= Beginning of Section =
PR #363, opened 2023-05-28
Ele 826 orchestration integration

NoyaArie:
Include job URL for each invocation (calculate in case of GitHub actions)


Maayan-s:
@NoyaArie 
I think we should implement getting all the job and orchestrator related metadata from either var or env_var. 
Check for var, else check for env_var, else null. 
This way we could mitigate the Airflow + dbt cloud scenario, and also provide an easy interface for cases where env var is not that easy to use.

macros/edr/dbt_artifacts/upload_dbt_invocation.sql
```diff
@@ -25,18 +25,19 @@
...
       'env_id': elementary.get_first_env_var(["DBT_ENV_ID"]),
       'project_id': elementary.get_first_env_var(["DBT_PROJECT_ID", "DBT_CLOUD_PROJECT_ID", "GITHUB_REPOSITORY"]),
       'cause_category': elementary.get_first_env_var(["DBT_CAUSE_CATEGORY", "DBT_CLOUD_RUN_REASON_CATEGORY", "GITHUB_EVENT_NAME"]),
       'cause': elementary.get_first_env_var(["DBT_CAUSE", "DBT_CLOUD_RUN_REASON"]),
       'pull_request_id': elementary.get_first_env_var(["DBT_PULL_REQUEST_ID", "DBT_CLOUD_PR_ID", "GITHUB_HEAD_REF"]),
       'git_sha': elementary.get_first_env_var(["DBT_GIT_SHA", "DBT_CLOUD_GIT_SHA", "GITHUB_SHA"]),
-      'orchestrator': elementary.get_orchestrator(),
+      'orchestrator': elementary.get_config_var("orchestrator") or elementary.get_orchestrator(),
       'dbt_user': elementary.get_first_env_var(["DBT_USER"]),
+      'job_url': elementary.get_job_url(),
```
= End of Section =
= Beginning of Section =
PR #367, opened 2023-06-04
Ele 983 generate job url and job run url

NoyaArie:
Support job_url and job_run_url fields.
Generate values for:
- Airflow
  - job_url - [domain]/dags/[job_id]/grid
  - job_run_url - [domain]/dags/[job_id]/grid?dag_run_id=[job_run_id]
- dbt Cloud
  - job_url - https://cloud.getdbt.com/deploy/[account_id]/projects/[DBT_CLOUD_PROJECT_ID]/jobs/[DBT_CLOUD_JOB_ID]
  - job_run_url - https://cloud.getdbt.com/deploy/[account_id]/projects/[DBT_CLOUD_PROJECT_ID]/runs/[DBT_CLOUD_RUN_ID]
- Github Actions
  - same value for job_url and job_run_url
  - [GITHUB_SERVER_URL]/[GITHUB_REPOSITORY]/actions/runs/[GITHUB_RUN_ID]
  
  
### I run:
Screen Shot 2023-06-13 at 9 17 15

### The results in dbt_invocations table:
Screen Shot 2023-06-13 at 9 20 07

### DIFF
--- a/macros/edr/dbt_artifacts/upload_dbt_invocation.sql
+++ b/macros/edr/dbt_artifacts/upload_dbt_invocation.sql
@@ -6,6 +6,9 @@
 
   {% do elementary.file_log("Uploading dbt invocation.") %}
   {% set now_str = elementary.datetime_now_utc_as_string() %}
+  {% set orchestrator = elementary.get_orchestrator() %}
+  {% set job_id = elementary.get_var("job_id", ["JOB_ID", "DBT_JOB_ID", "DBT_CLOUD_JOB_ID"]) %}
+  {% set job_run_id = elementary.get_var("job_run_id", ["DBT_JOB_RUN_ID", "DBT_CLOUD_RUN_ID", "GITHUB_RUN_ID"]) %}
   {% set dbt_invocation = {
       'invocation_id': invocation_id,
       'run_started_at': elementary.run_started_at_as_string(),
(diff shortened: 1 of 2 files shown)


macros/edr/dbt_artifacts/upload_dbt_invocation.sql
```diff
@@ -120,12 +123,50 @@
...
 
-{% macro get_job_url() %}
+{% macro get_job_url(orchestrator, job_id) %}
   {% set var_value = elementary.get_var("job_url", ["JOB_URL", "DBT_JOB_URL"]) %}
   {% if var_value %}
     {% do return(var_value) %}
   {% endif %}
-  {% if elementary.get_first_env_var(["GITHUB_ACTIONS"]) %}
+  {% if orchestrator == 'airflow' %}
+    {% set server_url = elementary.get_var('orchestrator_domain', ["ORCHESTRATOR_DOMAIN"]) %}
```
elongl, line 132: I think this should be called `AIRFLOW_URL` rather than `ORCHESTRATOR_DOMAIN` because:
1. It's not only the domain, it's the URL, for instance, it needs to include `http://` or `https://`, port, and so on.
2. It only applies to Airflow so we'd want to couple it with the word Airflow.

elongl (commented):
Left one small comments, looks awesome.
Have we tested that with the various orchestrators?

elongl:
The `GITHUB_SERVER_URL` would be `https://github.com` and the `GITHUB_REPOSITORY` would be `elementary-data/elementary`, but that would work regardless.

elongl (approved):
= End of Section =
= Beginning of Section =
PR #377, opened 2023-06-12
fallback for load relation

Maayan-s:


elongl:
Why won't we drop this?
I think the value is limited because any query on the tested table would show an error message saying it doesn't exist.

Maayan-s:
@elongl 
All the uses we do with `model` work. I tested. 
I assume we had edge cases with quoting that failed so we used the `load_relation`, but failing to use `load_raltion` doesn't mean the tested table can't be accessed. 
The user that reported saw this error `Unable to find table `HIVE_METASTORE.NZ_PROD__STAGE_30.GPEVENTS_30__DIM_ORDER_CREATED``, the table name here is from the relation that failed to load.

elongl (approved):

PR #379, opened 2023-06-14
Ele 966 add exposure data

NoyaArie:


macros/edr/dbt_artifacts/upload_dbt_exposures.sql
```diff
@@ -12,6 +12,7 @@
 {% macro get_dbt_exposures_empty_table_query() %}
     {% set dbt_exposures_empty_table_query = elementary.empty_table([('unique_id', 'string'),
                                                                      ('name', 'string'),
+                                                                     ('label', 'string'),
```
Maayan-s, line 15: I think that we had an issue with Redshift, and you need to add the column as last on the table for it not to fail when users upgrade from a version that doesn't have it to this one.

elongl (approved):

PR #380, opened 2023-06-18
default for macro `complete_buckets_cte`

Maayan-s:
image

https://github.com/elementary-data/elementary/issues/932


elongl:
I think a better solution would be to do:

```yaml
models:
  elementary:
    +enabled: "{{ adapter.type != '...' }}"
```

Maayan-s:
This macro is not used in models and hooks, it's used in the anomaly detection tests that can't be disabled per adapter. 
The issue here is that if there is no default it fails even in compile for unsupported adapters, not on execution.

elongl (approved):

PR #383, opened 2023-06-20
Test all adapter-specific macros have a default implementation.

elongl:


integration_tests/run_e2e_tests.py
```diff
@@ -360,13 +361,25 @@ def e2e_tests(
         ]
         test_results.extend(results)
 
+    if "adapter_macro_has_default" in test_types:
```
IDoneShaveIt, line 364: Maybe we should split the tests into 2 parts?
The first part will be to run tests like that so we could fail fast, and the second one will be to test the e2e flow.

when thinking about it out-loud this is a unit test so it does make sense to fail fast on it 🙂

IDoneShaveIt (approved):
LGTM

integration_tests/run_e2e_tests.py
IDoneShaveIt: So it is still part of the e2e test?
= End of Section =
## Work request
Looking through the records, copy out every line in which the word "cases" is found.

## Exercise answer
This way we could mitigate the Airflow + dbt cloud scenario, and also provide an easy interface for cases where env var is not that easy to use.
I assume we had edge cases with quoting that failed so we used the `load_relation`, but failing to use `load_raltion` doesn't mean the tested table can't be accessed. 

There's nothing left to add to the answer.